Russia's Investigative Committee has opened a criminal case against activist leader Sergei Udaltsov, who will face charges of "organizing mass disorder" and could face up to 10 years in prison.

The charges relate to statements Udaltsov allegedly made during a meeting that were secretly recorded, and then broadcast in the controversial documentary Anatomy of a Protest 2, which first aired on the NTV television network on October 5.

Investigators analyzed the video recording provided by NTV and concluded that there was “no evidence the video materials had been doctored,” Investigative Committee spokesman Vladimir Markin said.

“We established that the voice heard in the Anatomy of a Protest 2 scenes, shot on hidden camera, belongs to Udaltsov, and the meeting shown in the video took place in the second half of June 2012 at an apartment in the Belarusian capital, Minsk,” Markin said.

State-run NTV broadcast what it said was secretly-filmed footage of Left Front leader Udaltsov meeting Georgian politician Givi Targamadze to discuss plans to seize power in cities across Russia, including the Baltic exclave of Kaliningrad.

“Udaltsov confirmed that he had met with Georgian nationals in summer 2012, one of whom he named as Georgy Vasilievich,” Markin said earlier. “He said he was exploring legal sources of funding for the Left Front movement.”

When these allegations were first made, Udaltsov responded by calling the footage fake and said that he would seek the advice of his lawyers. He also claimed that the documentary was the start of new “wave of repression” that would target the leaders of the now 10-month-old protest movement against the rule of President Vladimir Putin.

“I was entirely open with investigators because I have nothing to hide. I’m not sure why the Investigative Committee has focused on some Georgy Vasilievich,” Udaltsov told RIA Novosti last week.

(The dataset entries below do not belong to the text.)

PR #600, opened 2025-06-06
Make SST iterator options configurable for all operations

Barre:
This makes the block size configurable.

Also, Previously, SST iterator options (max_fetch_tasks, blocks_to_fetch, cache_blocks,
  eager_spawn) were hardcoded throughout the codebase with different values for
  different operations. This made it impossible for users to tune these parameters
  for their specific workloads.

  This change introduces configurable SST iterator options at multiple levels:

  1. CompactorOptions.sst_iterator_options - for compaction operations
     - Defaults: 4 fetch tasks, 256 blocks, no caching (avoid cache pollution)

  2. Settings.sst_iterator_configs 
     - for main database operations 
     - read: for get/scan operations (1 task, 1 block, caching enabled) 
     - wal_replay: for WAL replay (1 task, 256 blocks, caching enabled)

  4. DbReaderOptions.sst_iterator_options 
     -  for read-only database instances
     -  Defaults: 1 task, 1 block, caching enabled

  All previous hardcoded values have been preserved as defaults to maintain
  backward compatibility. Scan operations can still override blocks_to_fetch
  and cache_blocks based on ScanOptions.

### DIFF
--- a/slatedb/src/db.rs
+++ b/slatedb/src/db.rs
@@ -273,6 +273,7 @@ impl DbInner {
             };
 
             if mem_size_bytes >= self.settings.max_unflushed_bytes {
+                self.db_stats.backpressure_count.inc();
                 warn!(
                     "Unflushed memtable and WAL size {} >= max_unflushed_bytes {}. Applying backpressure.",
                     mem_size_bytes, self.settings.max_unflushed_bytes,
@@ -297,7 +298,7 @@ impl DbInner {
                     result = await_flush_to_l0 => {
                         result?;
                     }
-                    result = self.wal_buffer.await_flush() => {
+                    result = self.wal_buffer.await_next_flush() => {
                         result?;
                     }
                     _ = timeout_fut => {
@@ -945,20 +946,6 @@ impl Db {
             self.inner.flush_wals().await
         } else {
             self.inner.flush_memtables().await
-        }
-    }
-
-    #[cfg(test)]
-    pub(crate) async fn await_flush(&self) -> Result<(), SlateDBError> {
-        if self.inner.wal_enabled {
-            self.inner.wal_buffer.await_flush().await
-        } else {
-            let table = {
-                let guard = self.inner.state.read();
-                let snapshot = guard.snapshot();
-                snapshot.memtable.clone()
-            };
-            table.await_durable().await
         }
     }
 
@@ -2165,7 +2152,6 @@ mod tests {
             let key = [b'a' + i; 16];
             let value = [b'b' + i; 50];
             kv_store.put(&key, &value).await.unwrap();
-            kv_store.await_flush().await.unwrap();
             let key = [b'j' + i; 16];
             let value = [b'k' + i; 50];
             kv_store.put(&key, &value).await.unwrap();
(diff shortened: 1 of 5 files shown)


Barre:
Seems like the block size won't be able to be > 64K due to the U16's. Would it be better to update that end, or just make the max block size 64k (but that seems low).

criccomini:
The SST iterator changes look great.

Regarding the block size, I want to think on this for a bit. I _think_ the change you've made is safe and bw/fw compatible. However, changing the block size > 64KiB would be bw-incompatible. Can you open a separate GH issue for that? It's more involved (and I'd like to wait until we have an automated bw-compatibility checker tool).

tl;dr This PR looks good, but gimme a night to sleep on it. :)

Barre:
> The SST iterator changes look great.
> 
> Regarding the block size, I want to think on this for a bit. I _think_ the change you've made is safe and bw/fw compatible. However, changing the block size > 64KiB would be bw-incompatible. Can you open a separate GH issue for that? It's more involved (and I'd like to wait until we have an automated bw-compatibility checker tool).
> 
> tl;dr This PR looks good, but gimme a night to sleep on it. :)

That makes sense, I did that because I wanted all the changes at once to try things out, let me remove that block size changeset, I'll include it in an other PR.

Barre:
@criccomini It should be cleaned up now.

slatedb/src/config.rs
```diff
@@ -427,6 +427,9 @@ pub struct Settings {
     ///
     /// Default: no TTL (insertions will remain until deleted)
     pub default_ttl: Option<u64>,
+    
+    /// Configuration for SST iterators in different contexts (compaction, reads, WAL replay).
+    pub sst_iterator_configs: SstIteratorConfigs,
```
criccomini: Ah, I see! I found the `SstIteratorConfigs` vs `SstIteratorOptions` really confusing. Instead of this, can you have only `SstIteratorOptions`. Then, in `Settings`, have `sst_iterator_options: Option<SstIteratorOptions>` and `sst_iterator_wal_options: Option<SstIteratorOptions>`. If `sst_iterator_options` or `sst_iterator_wal_options` are `None`, use their respective defaults.

~Nit: can you make this `sst_iterator_options: Option<SstIteratorOptions>`? I think it's good to not serialize the default if no iterator options were set. Also config -> options for consistency.~

slatedb/src/db/builder.rs
```diff
@@ -235,6 +255,35 @@ impl<P: Into<Path>> DbBuilder<P> {
...
+    /// * `block_size` - The block size in bytes. Must be between 1KB (1024) and 64KB (65536).
+    ///
+    /// # Returns
+    ///
+    /// The builder instance for chaining.
+    ///
+    /// # Panics
+    ///
+    /// Panics if the block size is not within the valid range.
+    pub fn with_sst_block_size(mut self, block_size: usize) -> Self {
```
criccomini: I think this stuff needs to be removed in favor of #605.

slatedb/src/config.rs
```diff
@@ -647,6 +655,12 @@ impl Default for DbReaderOptions {
             checkpoint_lifetime: Duration::from_secs(10 * 60),
             max_memtable_bytes: 64 * 1024 * 1024,
             block_cache: default_block_cache(),
+            sst_iterator_options: SstIteratorOptions {
+                max_fetch_tasks: 1,
```
criccomini: How about:

```rust
eager_spawn: true
..Default::default()
```

slatedb/src/config.rs
```diff
@@ -700,6 +714,62 @@ impl FromStr for CompressionCodec {
...
+    
+    /// Options for SST iterators during WAL replay.
+    pub wal_replay: SstIteratorOptions,
+}
+
+impl Default for SstIteratorConfigs {
+    fn default() -> Self {
+        Self {
+            read: SstIteratorOptions {
+                max_fetch_tasks: 1,
```
criccomini: Same comment here about `..Default::default()`

slatedb/src/reader.rs
```diff
@@ -117,10 +120,10 @@ impl Reader {
         let read_ahead_blocks = self.table_store.bytes_to_blocks(options.read_ahead_bytes);
 
         let sst_iter_options = SstIteratorOptions {
-            max_fetch_tasks: 1,
-            blocks_to_fetch: read_ahead_blocks,
-            cache_blocks: options.cache_blocks,
-            eager_spawn: true,
+            max_fetch_tasks: self.sst_iter_options.max_fetch_tasks,
```
criccomini: WDYT about replacing the `ScanOptions.read_ahead_bytes` and `ScanOptions.cache_blocks` with a `ScanOptions.sst_iterator_options`? We can still default it to the same values when unset.

criccomini (commented):
It appears we have a lot of different SST iterator settings:

- Normal user-facing SST iter
- WAL replay iter
- Compaction iter
- L0 get() SST iter
- L1+ get() SST iter

These each have different defaults. The compactor has:

```rust
            max_fetch_tasks: 4,
            blocks_to_fetch: 256,
            cache_blocks: false, // don't clobber the cache
            eager_spawn: true,
        };
```

The WAL replay has:

```rust
            max_fetch_tasks: 1,
            blocks_to_fetch: 256,
            cache_blocks: true,
            eager_spawn: true,
        };
```

Normal user-facing SSTs and L0/L1+ get() have:

```rust
            max_fetch_tasks: 1,
            blocks_to_fetch: 256,
            cache_blocks: true,
            eager_spawn: true,
        };
```

Moreover, DbReader has some funky mashup of ScanOptions and SstIteratorOptions (and uses bytes instead of blocks 😵‍💫 ).

Here's what I think we should do:

1. Remove `SstIteratorConfig`. I find it very confusing to have both it and `SstIteratorOptions`.
2. Replace `sst_iterator_configs` in `Settings` with two fields: `sst_iterator_options: Option<SstIteratorOptions>` and `sst_iterator_wal_options: Option<SstIteratorOptions>`.
3. Update the builder to use the two fields in (2). If unset, default them to their respective defaults as shown above.
4. Rename `sst_iterator_options` in `DbReaderOptions` to `sst_iterator_wal_options: Option<SstIteratorOption>` for consistency with the `Settings` field. Again, use the same default as the `Settings` field if it's `None`.
5. Replace `read_ahead_bytes` and `cache_blocks` in `ScanOptions` with a field `sst_iterator_options: Option<SstIteratorOptions>`

I think this should unify things and be more intuitive.

criccomini:
Make sure to run a `cargo fmt --fix`, too :)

“I’ve met with dozens of people in recent months, including Georgians, Belarusians, and Ukrainians, as well as nationals of European countries. This is a normal thing for a political figure to do.”

“In some cases, we have sought funding for the Left Front from businessmen. But we have never discussed any kind of violent action or received any instructions or funding of any kind from any foreign secret services,” he stressed.

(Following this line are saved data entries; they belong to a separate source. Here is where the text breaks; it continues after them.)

PR #601, opened 2025-06-06
Add `LogicalClock` and `SystemClock` clocks

criccomini:
This PR does the following:

- Creates `LogicalTime` and `SystemTime` types, which return i64 and `SystemTime`, respectively.
- Creates a `DefaultSystemTime` that replaced `TokioClock`. This clock gives us normal SystemTimes by default, but allows us to pause the tokio runtime to take control of the clock for DST.
- Creates a `DefaultLogicalTime` that simply uses `DefaultSystemTime` inside.
- Replaces all usage of `Clock` with `LogicalClock`.
- Adds `with_system_clock` and changes `with_clock` to `with_logical_clock`

This PR is a less ambitious version of @calavera's PR (#586). Unlike #586, this PR does not...

1. Attempt to replace all usage of system time (SystemTime::now() and tokio time) with a SystemClock.
2. Attempt to move MonotonicClock. Those two steps are left for future PRs.

These two steps will be left for a follow-on PR.

### DIFF
--- a/slatedb/src/db_reader.rs
+++ b/slatedb/src/db_reader.rs
@@ -847,12 +847,7 @@ mod tests {
     async fn should_get_latest_value_from_checkpoint() {
         let object_store: Arc<dyn ObjectStore> = Arc::new(InMemory::new());
         let path = Path::from("/tmp/test_kv_store");
-        let system_clock = Arc::new(DefaultSystemClock::new());
-        let test_provider = TestProvider::new(
-            path.clone(),
-            Arc::clone(&object_store),
-            system_clock.clone(),
-        );
+        let test_provider = TestProvider::new(path.clone(), Arc::clone(&object_store));
 
         let db = test_provider.new_db(Settings::default()).await.unwrap();
         let key = b"test_key";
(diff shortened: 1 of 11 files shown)


slatedb/src/db_reader.rs
```diff
@@ -43,7 +42,7 @@ struct DbReaderInner {
     table_store: Arc<TableStore>,
     options: DbReaderOptions,
     state: RwLock<Arc<CheckpointState>>,
-    clock: Arc<dyn Clock + Sync + Send>,
+    system_clock: Arc<dyn SystemClock>,
```
agavra, line 45: I think I followed the code and confirmed this was intentional, but just making sure that this was (it was always a system clock masquerading as a logical clock)?

criccomini: Yea, I had to trace the code to be sure. When I forced monotonic clock to only work with UserClock, it exposed the bug. When I traced through the code, I found we were using a hard coded system clock here:

https://github.com/slatedb/slatedb/pull/601/files#diff-2ea00ddb12ae5be77294105f165317da7ca02bab8a05b16ce8a14601c50edc5aL527

agavra: Sneaky clocks!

Udaltsov also reiterated that he had never met with Targamadze.

Targamadze, the head of the Georgian parliament’s defense and security committee and a close ally of President Mikheil Saakashvili, also slammed the documentary in an interview with Russia’s Novaya Gazeta newspaper, calling it “propaganda.”

The NTV documentary said Targamadze had helped organize the “color revolutions” that swept opposition leaders into power in Georgia and Ukraine in the 2000s amid mass protests over election-rigging allegations.